Optimized Code Generation

Optimized SPE Code Generation  

Target: SPE (Cell)

In addition to the traditional compiler optimizations, we provide the following optimizations.

Scalar on SIMD Units. Most SPE instructions, including all memory instructions, are SIMD instructions operating on 128 bits of data at a time, . As a result, all scalar code in a program must be adapted in order to run correctly on the SPE's SIMD units. Most notable is that all scalar stores must be modified into a read-modify-write, as stores necessarily store 16 byte of data at once. Note that by performing aggressive register allocation and by allocating temporary scalars in distinct 16-byte memory locations, we can avoid most such overhead, although there is a storage use penalty for doing this.

Branch Optimization.

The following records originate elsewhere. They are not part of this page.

Issue #799, opened 2023-01-05
Update text in the Set BBW Address (username) screen 


agbegin:
**Describe the bug**
When a user goes to set their BBW Address, the example text reads ____ @pay.galoy.io.  This should instead read @pay.bbw.sv. 

**To Reproduce**

1. Use a wallet that doesn't yet have a username
2. Click in settings > "Receive payments using your BBW..." > Set your BBW Address

**Expected behavior**
Placeholder text in the set BBW Address screen should read *@pay.bbw.sv*

**Screenshots**
<img width="254" alt="Screenshot 2023-01-05 at 5 09 28 PM" src="https://user-images.githubusercontent.com/90297599/210889661-0ef9e420-c66d-4d3e-a1ce-417c425d5d0f.png">

Extheoisah:
this issue has been addressed https://github.com/GaloyMoney/galoy-mobile/pull/805

PR #805, opened 2023-01-07
fix: fix username suffix based on app env

Extheoisah:
This should fix and close this issue https://github.com/GaloyMoney/galoy-mobile/issues/799

### DIFF
--- a/app/screens/galoy-address-screen/set-address-modal.tsx
+++ b/app/screens/galoy-address-screen/set-address-modal.tsx
@@ -162,10 +162,7 @@ export const SetAddressModal = ({ modalVisible, toggleModal }: SetAddressModalPr
     setAddress(value)
   }
 
-  const usernameSuffix =
-    appConfig.galoyInstance.name.toLowerCase() === "staging"
-      ? "@pay.staging.galoy.io"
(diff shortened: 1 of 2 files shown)


app/screens/galoy-address-screen/set-address-modal.tsx
```diff
@@ -159,6 +161,12 @@ export const SetAddressModal = ({ modalVisible, toggleModal }: SetAddressModalPr
     setError("")
     setAddress(value)
   }
+
+  const usernameSuffix =
+    appConfig.galoyInstance.name.toLowerCase() === "staging"
```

The SPE's hardware has no dynamic branch prediction but has a special branch hint instruction, which indicates likely taken branches. The compiler inserts such hints when suitable.

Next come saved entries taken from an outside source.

PR #828, opened 2023-01-10
Test and prs workflows

daviroo:
FYI I've changed some settings in circleci.

image

### DIFF
--- a/.circleci/config.yml
+++ b/.circleci/config.yml
@@ -218,7 +218,7 @@ jobs:
           path: ios/output
 
 workflows:
-  mobile:
+  release:
     jobs:
       - test_ios:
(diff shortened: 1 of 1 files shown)


.circleci/config.yml
```diff
@@ -248,19 +248,13 @@ workflows:
...
             branches:
               ignore: /.*/
-  main-branch:
+  in-pr:
     jobs:
       - test_android:
           filters:
             branches:
-              only: main
+                ignore: main
```
nicolasburtey, line 256: we also want the tests to be run on `main`, to make sure we catch any merge regression

nicolasburtey (approved):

Instruction Scheduling, Bundling, and Instruction Fetch Handling. The SPE's hardware supports dual issuing of independent instructions but has some code layout restrictions. Namely, to dual-issue, the even pipe instruction must be at an even-word PC address and the odd pipe instruction must be at an odd-word PC address. Code layout can be modified by adding nops when required. Another optimization by the compiler is explicit instruction fetch from the local memory, which improves memory intensive code as both the load/store and the instruction fetch share the same local memory port, with load/store instructions having priority over instruction fetch.